• The data:
- - -

PR #648, opened 2019-06-03
Add USDP & HTDF.md

bluesky0125:
Add USDP & HTDF


bluesky0125:
We want to add USDP & HTDF with the same index with Bitcoin Cash(index 145).

prusnak:
This is not possible. Change your index to a different number.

- - -

• Assigned task:
Using the entries above, please restate each one word for word.

• Answer to this task:
PR #648, opened 2019-06-03
Add USDP & HTDF.md

bluesky0125:
Add USDP & HTDF


bluesky0125:
We want to add USDP & HTDF with the same index with Bitcoin Cash(index 145).

prusnak:
This is not possible. Change your index to a different number.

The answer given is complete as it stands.